## [PROBLEM TO SOLVE]
Could you print out every entry, character for character?

** MATERIAL TO PROCESS follows **

PR #462, opened 2022-07-26
Docs/avatar

### LINKED ISSUE #447: [Docs?]: Avatar headless API documentation
### Latest version

### Summary 💡

- [ ] CSS
- [ ] JS

### Motivation 🔦

_No response_

Rykus0:
## PR Checklist

## PR Type

- [ ] Bugfix
- [ ] Feature
- [ ] Build related changes
- [ ] CI related changes
- [ ] infrastructure changes

closes #447 

## What is the new behavior?

Adds Avatar API documentation with examples

## Other information

Fixes an incorrect name in the basic Tag documentation examples


website/docs/development/headless-styles/Avatar.mdx
```diff
@@ -0,0 +1,180 @@
...
+
+:::tip
+
+We use the standard clothing size shorthand values for all `size` related options in any library we provide (i.e. xs-xxl).
+
+:::
+
+### Avatar Content
+
+An Avatar can display a profile image, initials, or a fallback icon.
```
caseybaggz, line 93: I would remove the example here and instead focus on describing *when* to use each content. Should be visually appealing too, so maybe an intro section, then use h4's for each content style and describe when it is appropriate to use. Then wrap it up with a warning admonition in the "placeholder" and "text" stating that "X" style should not be the default option displayed.

I would probably title them in a specific order too. Something like:

#### Image (preferred)
blah blah

#### Inintials (fallback)
blah blah

:::warning
should only be used as a fallack to image, blah blah
:::

#### Icon (fallback - last resort)
blah blah

:::danger
should only be used when there is 1. No avatar image 2. no initials to be used. This should be a last resort blah blah
:::

website/src/components/Avatar/AvatarContent.js
```diff
@@ -0,0 +1,61 @@
...
+  return <FallbackAvatar {...props} />
+}
+
+function AvatarContent() {
+  return (
+    <Container>
+      <Avatar
+        name="Weird Al Yankovic"
+        src={weirdAl}
+        ariaLabel="Weird Al's Profile"
```
caseybaggz, line 49: Let's not use Weird Al in our public examples (sandboxes are fine). Instead, try and find an avatar of a non-famous person because famous people always get in trouble at some point in time and we don't ever want to be on the side of "support" if/when that happens. 😉

website/docs/development/headless-styles/Avatar.mdx
Rykus0: Awesome, thanks!  I was going to do something along these lines but didn't want to get too verbose.  But I also forgot about the direction for when to use each! which we definitely need!

caseybaggz (approved):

** End of MATERIAL TO PROCESS **

## [EXERCISE ANSWER]
PR #462, opened 2022-07-26
Docs/avatar

### LINKED ISSUE #447: [Docs?]: Avatar headless API documentation
### Latest version

### Summary 💡

- [ ] CSS
- [ ] JS

### Motivation 🔦

_No response_

Rykus0:
## PR Checklist

## PR Type

- [ ] Bugfix
- [ ] Feature
- [ ] Build related changes
- [ ] CI related changes
- [ ] infrastructure changes

closes #447 

## What is the new behavior?

Adds Avatar API documentation with examples

## Other information

Fixes an incorrect name in the basic Tag documentation examples


website/docs/development/headless-styles/Avatar.mdx
```diff
@@ -0,0 +1,180 @@
...
+
+:::tip
+
+We use the standard clothing size shorthand values for all `size` related options in any library we provide (i.e. xs-xxl).
+
+:::
+
+### Avatar Content
+
+An Avatar can display a profile image, initials, or a fallback icon.
```
caseybaggz, line 93: I would remove the example here and instead focus on describing *when* to use each content. Should be visually appealing too, so maybe an intro section, then use h4's for each content style and describe when it is appropriate to use. Then wrap it up with a warning admonition in the "placeholder" and "text" stating that "X" style should not be the default option displayed.

I would probably title them in a specific order too. Something like:

#### Image (preferred)
blah blah

#### Inintials (fallback)
blah blah

:::warning
should only be used as a fallack to image, blah blah
:::

#### Icon (fallback - last resort)
blah blah

:::danger
should only be used when there is 1. No avatar image 2. no initials to be used. This should be a last resort blah blah
:::

website/src/components/Avatar/AvatarContent.js
```diff
@@ -0,0 +1,61 @@
...
+  return <FallbackAvatar {...props} />
+}
+
+function AvatarContent() {
+  return (
+    <Container>
+      <Avatar
+        name="Weird Al Yankovic"
+        src={weirdAl}
+        ariaLabel="Weird Al's Profile"
```
caseybaggz, line 49: Let's not use Weird Al in our public examples (sandboxes are fine). Instead, try and find an avatar of a non-famous person because famous people always get in trouble at some point in time and we don't ever want to be on the side of "support" if/when that happens. 😉

website/docs/development/headless-styles/Avatar.mdx
Rykus0: Awesome, thanks!  I was going to do something along these lines but didn't want to get too verbose.  But I also forgot about the direction for when to use each! which we definitely need!

caseybaggz (approved):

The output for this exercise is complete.